Angesichts des steigenden Volumens an E-Mail-Werbebotschaften bleibt dies wohl für viele nur ein unerfüllbarer Wunsch.
Die kürzlich erschienene Studie des Marktforschungs-Unternehmens IDC sagt voraus, dass im Laufe des Jahres 2007 fast 97 Milliarden E-Mails verschickt werden. Mehr als 40 Milliarden davon werden Spam-Mails sein. Die Firma Postini, Anbieter für Nachrichten-Management, sagt für das Jahr 2007 sogar einen Spam-Anteil von 93% am gesamten E-Mail-Verkehr voraus. Ein Ende großer Spam-Fluten ist nicht in Sicht, im Gegenteil.

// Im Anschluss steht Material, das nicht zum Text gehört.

Issue #621, opened 2026-08-20
A stale refusal names no generation, so a prompt is abandoned when the event stream drops a SessionStart


vfarcic:
A `stale` refusal from the atomic write-and-submit guard does not tell the caller **which** conversation to rebind to, and the TUI's event subscriber does not replay what it missed across a reconnect. When those two meet, an automatic prompt is abandoned after 60 seconds rather than delivered.

Found while reviewing the #608 branch. The #608 fix is correct and this is not a regression it introduced — but #608 widens the set of requests answered `stale`, so it makes this path easier to reach, and the branch documents the limitation in code rather than leaving it implied.

## The mechanism

Each premise below was verified against the tree, not inferred:

- **`Stale` carries no generation.** `SendResult::Stale` is a bare variant; the response has no current-generation field. A refused caller's only route to the generation is its own event stream.
- **The subscriber does not resynchronize.** `spawn_event_subscriber` (`src/main.rs:1627-1680`) breaks its inner loop on `Err` / `Ok(None)`, sleeps, and calls `subscribe_events()` again. There is no replay, catch-up, or resync anywhere in that path — a `SessionStart` that arrives while disconnected is simply never applied to the client `AppState`.
- **So the client's view can stay `None` forever.** With `pane_hook_session_id` never populated for that pane, every retry goes out unnamed, and every unnamed retry against a pane that *has* a generation is refused `stale` by design.
- **The failure is bounded and logged, not silent.** `AUTOMATIC_PROMPT_DEADLINE` is 60s (`src/prompt_delivery.rs:62`), checked at `src/ui.rs:3292`, and expiry calls `log_prompt_abandoned`. Nothing is mis-delivered — but the prompt is not delivered either.

The ordinary race is fine and should stay that way: a session landing after the caller's snapshot costs exactly one safe `stale`. That refusal writes nothing and does not bump `attempts`, so `bind_delivery_generation`'s `attempts == 0` precondition still holds and it binds on the next render pass. Only the dropped-event case fails to recover.

## Remedies

**Return the daemon's current generation on `stale`.** A response field rather than a new state machine: it closes the hole for this path without touching the subscriber, and lets `bind_generation_before_retry` bind from the refusal itself instead of waiting on a snapshot that may never arrive. Additive to the wire, so it is a `PROTOCOL_VERSION` question — an older client ignores the field and behaves exactly as today.

[...]

Issue #617, opened 2026-08-20
Pane-keyed writes are still permissive on absent identity at three call sites outside the #608 handler


vfarcic:
Issue #608 closed the permissive-on-`None` identity gate in `compute_write_and_submit_outcome`'s **paned** branch. A security audit of that fix (PR for #608) found the same "permissive on absent identity" shape at **other** pane-keyed write sites, plus two residual holes in the #608 fix itself that were deliberately left open because closing them needs new daemon state.

Issue #608 anticipated this family and deferred it, and the #608 PR keeps that scope: fixing these means changing a shared signature and touching several call sites, which is the broad delivery refactor that issue deliberately avoided.

All findings below were produced by an audit of commit `e57c48b` and verified against the tree; the sections marked *verified* were checked by reading the code paths, not inferred.

---

## 1. HIGH — `write_guarded` still authorizes a paned send with no expected agent

**Files:** `src/agent_pty.rs:4767-4789`, `src/state.rs:3273-3275`, `src/state.rs:3321-3325`, `src/state.rs:3444-3447`

`compute_write_and_submit_outcome` now refuses an absent `expected_agent_id`, but the lower-level `AgentPtyRegistry::write_guarded` still resolves a paned target first and runs its identity comparison only inside `if let Some(expected) = expected_agent_id`. Callers that bypass the handler therefore keep the old permissive behavior.

`dispatch_one_owned` is a production caller that passes `expected_worker_agent_id.as_deref()`. That option is populated from `pane_current_agent_id`, which can legitimately return `None`, and the function's own comment at `src/state.rs:3444-3447` assumes the guarded call will then return `NoLiveTarget`. It does so only while the pane remains empty. If a process claims the reusable pane between the lookup and `write_guarded`'s target resolution, the call resolves that newcomer, skips the absent identity check, and can return `Applied`. The orchestration revalidation does not close the hole when either orchestration identity is unknown — `orchestration_still_matches` deliberately returns `true` on absence.

**Scenario.** A `clear = false` delegate resolves no live worker and records `expected_worker_agent_id = None`. Before its detached dispatch task reaches the guarded send, a new agent starts on the same pane slot. The task pointer is written and submitted into that new agent even though no identity ever authorized it, and a tool-capable agent may act on a delegation intended for the missing predecessor.

[...]

PR #625, opened 2026-08-20
fix(daemon): fail closed on an absent identity in the paned guarded send (#608)

### LINKED ISSUE #608: compute_write_and_submit_outcome's paned branch is permissive-on-None for both identity axes
## Repro

`compute_write_and_submit_outcome`'s **paned** branch in `src/daemon_protocol.rs` (currently around the `async fn compute_write_and_submit_outcome` definition) is permissive-on-`None` for both identity axes when writing to a pane:

1. **Agent id**: `extras.expected_agent_id.as_deref()` is forwarded straight into `registry.write_and_submit_guarded(...)` with no gate — if it's `None`, the write primitive still proceeds keyed only by `pane_id`, so it can write to whatever currently occupies the pane rather than refusing.
2. **Session id**: the re-validation closure only checks `expected_session` when it is `Some`:
   ```rust
   if let Some(expected) = expected_session.as_deref() {
       match guard.pane_hook_session_id(&pane_for_check) {
           Some(current) if current != expected => return false,
           Some(_) => {}
           None if has_live_attach => return false,
           None => {}
       }
   }
   ```
   When `expected_session` is `None`, the whole block is skipped and the write is allowed with no session check at all — even on an attached, live-interactive pane, where the comment directly above this block already claims a `None` current-session "is refused too... never a silent accept." The code doesn't implement that for the case where the *caller* supplied no `expected_session` at all.

## Expected behavior

Compare this to the **paneless** branch a few lines earlier in the same function: it fails **closed** on an absent agent id — the `Writable` resolution for a paneless target already maps `None` → `Writable::None` before the write is ever attempted. The paned branch has no equivalent upstream gate forcing `Some`, so a caller that (accidentally or otherwise) supplies no identity for a paned write still gets a delivery.

## Why this matters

Mit der Zeit haben sich die Spammer immer neue Wege zum Verteilen ihrer verschiedenen Werbebotschaften gesucht. Besonders durch den Einsatz sogenannter Bot-Netze erhöht sich das Spam-Volumen mehr und mehr. Dabei werden Rechner auf der ganzen Welt mit Trojanern infiziert, um diese PC als Spam-Versender zu nutzen. Dies geschieht meist von einer aktiv genutzten E-Mail-Adresse aus, die auf den Rechnern zu finden ist. Durch diese Bot-Netze können die Spammer IP-Adressen nutzen, die noch in keiner der vielen Black-Listen zu finden sind. Ein großer Vorteil also gegenüber dem Adressendiebstahl. Zumal so auch schneller neue Rechner infiziert werden können um, weitere Bot-Netze zu erstellen.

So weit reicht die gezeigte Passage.